DESCRIPTION OF THE TASK »
Pull out from the material below all lines with "just".

MATERIAL PROVIDED »
══════════
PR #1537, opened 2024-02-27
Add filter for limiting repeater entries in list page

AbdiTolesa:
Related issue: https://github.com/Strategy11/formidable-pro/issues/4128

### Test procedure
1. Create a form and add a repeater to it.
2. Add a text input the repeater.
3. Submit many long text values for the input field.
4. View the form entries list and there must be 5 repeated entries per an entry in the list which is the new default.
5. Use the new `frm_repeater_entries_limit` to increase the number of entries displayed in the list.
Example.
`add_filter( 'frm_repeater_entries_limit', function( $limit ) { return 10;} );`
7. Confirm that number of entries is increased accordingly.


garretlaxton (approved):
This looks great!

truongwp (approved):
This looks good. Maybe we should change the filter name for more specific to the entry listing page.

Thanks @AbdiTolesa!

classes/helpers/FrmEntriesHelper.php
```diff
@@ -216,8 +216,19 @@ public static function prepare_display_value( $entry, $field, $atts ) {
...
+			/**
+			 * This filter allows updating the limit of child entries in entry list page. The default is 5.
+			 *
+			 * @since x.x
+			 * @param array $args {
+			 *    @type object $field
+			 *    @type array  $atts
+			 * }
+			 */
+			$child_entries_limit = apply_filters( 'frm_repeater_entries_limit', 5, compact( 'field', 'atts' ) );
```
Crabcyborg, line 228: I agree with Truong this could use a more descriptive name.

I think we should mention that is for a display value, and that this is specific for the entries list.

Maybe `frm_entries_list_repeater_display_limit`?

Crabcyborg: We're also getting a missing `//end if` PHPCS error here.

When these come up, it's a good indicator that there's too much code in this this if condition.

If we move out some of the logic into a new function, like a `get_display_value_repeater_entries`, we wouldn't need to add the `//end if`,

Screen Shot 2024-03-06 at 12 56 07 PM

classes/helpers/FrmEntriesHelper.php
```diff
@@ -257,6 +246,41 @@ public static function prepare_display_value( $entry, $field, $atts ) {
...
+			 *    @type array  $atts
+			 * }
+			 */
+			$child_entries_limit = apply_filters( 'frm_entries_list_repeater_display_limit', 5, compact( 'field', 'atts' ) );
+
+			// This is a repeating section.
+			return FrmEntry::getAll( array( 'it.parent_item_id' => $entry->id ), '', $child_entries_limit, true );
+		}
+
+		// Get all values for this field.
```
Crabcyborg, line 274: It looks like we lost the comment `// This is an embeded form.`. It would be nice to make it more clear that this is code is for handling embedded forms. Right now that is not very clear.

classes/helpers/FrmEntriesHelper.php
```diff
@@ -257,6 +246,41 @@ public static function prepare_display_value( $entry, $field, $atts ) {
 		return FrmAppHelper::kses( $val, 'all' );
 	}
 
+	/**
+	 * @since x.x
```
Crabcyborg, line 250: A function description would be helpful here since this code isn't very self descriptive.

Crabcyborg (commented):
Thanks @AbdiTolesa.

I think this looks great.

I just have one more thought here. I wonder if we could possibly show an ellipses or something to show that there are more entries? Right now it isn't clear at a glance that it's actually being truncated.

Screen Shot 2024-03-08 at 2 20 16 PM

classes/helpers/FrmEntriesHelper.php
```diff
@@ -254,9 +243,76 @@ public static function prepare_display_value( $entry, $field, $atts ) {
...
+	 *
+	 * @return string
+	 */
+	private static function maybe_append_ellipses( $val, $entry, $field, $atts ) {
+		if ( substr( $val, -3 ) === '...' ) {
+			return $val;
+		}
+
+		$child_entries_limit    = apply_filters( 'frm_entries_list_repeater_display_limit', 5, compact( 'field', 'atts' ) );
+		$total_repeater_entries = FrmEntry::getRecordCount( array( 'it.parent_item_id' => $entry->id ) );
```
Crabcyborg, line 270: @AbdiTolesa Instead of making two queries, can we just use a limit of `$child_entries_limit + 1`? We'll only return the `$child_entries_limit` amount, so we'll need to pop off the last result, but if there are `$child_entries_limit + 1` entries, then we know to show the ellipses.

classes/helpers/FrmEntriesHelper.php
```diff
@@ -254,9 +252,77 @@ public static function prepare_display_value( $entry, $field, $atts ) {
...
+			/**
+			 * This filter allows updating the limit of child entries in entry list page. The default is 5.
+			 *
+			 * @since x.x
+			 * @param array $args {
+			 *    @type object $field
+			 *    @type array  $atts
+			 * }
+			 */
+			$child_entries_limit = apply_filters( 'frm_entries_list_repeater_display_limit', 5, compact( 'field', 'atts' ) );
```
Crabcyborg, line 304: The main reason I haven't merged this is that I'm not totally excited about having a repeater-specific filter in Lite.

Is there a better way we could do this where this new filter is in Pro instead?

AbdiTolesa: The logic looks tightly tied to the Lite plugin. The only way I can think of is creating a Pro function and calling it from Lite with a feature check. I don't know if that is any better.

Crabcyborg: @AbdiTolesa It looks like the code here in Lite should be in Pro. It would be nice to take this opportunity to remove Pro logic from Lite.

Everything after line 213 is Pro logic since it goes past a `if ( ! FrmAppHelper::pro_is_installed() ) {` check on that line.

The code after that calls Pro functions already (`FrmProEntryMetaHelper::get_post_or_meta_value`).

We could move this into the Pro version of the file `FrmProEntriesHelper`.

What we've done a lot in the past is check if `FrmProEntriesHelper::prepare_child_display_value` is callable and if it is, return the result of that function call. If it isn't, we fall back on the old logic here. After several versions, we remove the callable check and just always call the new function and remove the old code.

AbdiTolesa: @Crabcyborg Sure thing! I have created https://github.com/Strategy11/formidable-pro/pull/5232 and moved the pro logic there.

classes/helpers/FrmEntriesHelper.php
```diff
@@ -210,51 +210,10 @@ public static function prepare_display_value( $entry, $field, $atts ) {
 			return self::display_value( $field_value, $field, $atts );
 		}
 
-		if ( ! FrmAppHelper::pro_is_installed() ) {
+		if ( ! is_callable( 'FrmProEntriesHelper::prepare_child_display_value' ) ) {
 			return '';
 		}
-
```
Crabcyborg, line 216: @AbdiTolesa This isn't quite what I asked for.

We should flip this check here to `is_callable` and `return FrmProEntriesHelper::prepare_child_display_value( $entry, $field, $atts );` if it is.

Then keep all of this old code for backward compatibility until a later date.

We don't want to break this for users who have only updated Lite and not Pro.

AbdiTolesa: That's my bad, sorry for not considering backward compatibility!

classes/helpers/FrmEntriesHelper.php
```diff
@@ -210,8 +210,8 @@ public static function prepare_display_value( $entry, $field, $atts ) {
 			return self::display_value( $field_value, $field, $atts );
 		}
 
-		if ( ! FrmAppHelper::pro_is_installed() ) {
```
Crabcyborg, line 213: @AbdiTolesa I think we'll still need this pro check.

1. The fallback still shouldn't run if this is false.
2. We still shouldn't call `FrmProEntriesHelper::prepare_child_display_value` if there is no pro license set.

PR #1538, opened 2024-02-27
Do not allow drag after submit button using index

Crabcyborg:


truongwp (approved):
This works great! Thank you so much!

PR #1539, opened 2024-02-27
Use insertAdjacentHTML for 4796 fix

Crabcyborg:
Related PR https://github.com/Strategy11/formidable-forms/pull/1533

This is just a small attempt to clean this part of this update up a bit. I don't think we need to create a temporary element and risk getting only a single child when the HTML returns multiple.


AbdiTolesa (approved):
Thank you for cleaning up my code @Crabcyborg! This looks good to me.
══════════
ANSWER SPACE »
I just have one more thought here. I wonder if we could possibly show an ellipses or something to show that there are more entries? Right now it isn't clear at a glance that it's actually being truncated.
Crabcyborg, line 270: @AbdiTolesa Instead of making two queries, can we just use a limit of `$child_entries_limit + 1`? We'll only return the `$child_entries_limit` amount, so we'll need to pop off the last result, but if there are `$child_entries_limit + 1` entries, then we know to show the ellipses.
What we've done a lot in the past is check if `FrmProEntriesHelper::prepare_child_display_value` is callable and if it is, return the result of that function call. If it isn't, we fall back on the old logic here. After several versions, we remove the callable check and just always call the new function and remove the old code.
This is just a small attempt to clean this part of this update up a bit. I don't think we need to create a temporary element and risk getting only a single child when the HTML returns multiple.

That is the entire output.